* EXERCISE REQUIREMENTS:
Please return the lines of the data that contain "ExtendedRouter".

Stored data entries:

[Start of Attachment]

PR #187, opened 2018-10-17
ECO-561 remove need of activate

doodyparizada:
Remove the need to activate the account before using the SDK.

### DIFF
--- a/scripts/src/public/routes/index.ts
+++ b/scripts/src/public/routes/index.ts
@@ -50,7 +50,7 @@ function proxyOverRouter(router: express.Router, proxy: ExtendedRouter, obj: any
 
 const AUTHENTICATED_METHODS = ["get", "delete", "post", "put", "patch"];
 
-enum AuthScopes { TOS }
+enum AuthScopes { }
 
 function Router(): ExtendedRouter {
 	const router = express.Router() as ExtendedRouter;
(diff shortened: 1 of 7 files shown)


scripts/src/public/routes/index.ts
```diff
@@ -63,8 +63,10 @@ function Router(): ExtendedRouter {
 						return (target as any)[name](path, async (req: express.Request, res: express.Response, next: express.NextFunction) => {
 							const token = await authenticate(req);
 							const user = await db.User.findOneById(token.userId);
-							// XXX scopes should be per token and should not consider user data
-							if (scopes.includes(AuthScopes.TOS) && (!user || !user.activated || token.createdDate < user.activatedDate!)) {
+
+							if (!user) {
+								// This error now defines an inconsistent state in the DB where a token exists but not user is found
+								// This should never happen as the token.user_id is a foreign key to the users table
 								throw TOSMissingOrOldToken();
```
YohayBar: maybe change the exception to UserWasNotFound or something like that

scripts/src/public/routes/index.ts
```diff
@@ -63,8 +63,10 @@ function Router(): ExtendedRouter {
 						return (target as any)[name](path, async (req: express.Request, res: express.Response, next: express.NextFunction) => {
 							const token = await authenticate(req);
 							const user = await db.User.findOneById(token.userId);
-							// XXX scopes should be per token and should not consider user data
-							if (scopes.includes(AuthScopes.TOS) && (!user || !user.activated || token.createdDate < user.activatedDate!)) {
```
doodyparizada: remove the extra token from the activate method

YohayBar:
@doodyparizada Do you also change the auth token and remove activated or you set activated true when returning the the first token?

scripts/src/public/routes/index.ts
liorama: 👍

liorama:
You need to remove the `didNotApproveTOS` system test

[End of Attachment]

* FINISHED EXERCISE:
@@ -50,7 +50,7 @@ function proxyOverRouter(router: express.Router, proxy: ExtendedRouter, obj: any
 function Router(): ExtendedRouter {
 	const router = express.Router() as ExtendedRouter;
@@ -63,8 +63,10 @@ function Router(): ExtendedRouter {
@@ -63,8 +63,10 @@ function Router(): ExtendedRouter {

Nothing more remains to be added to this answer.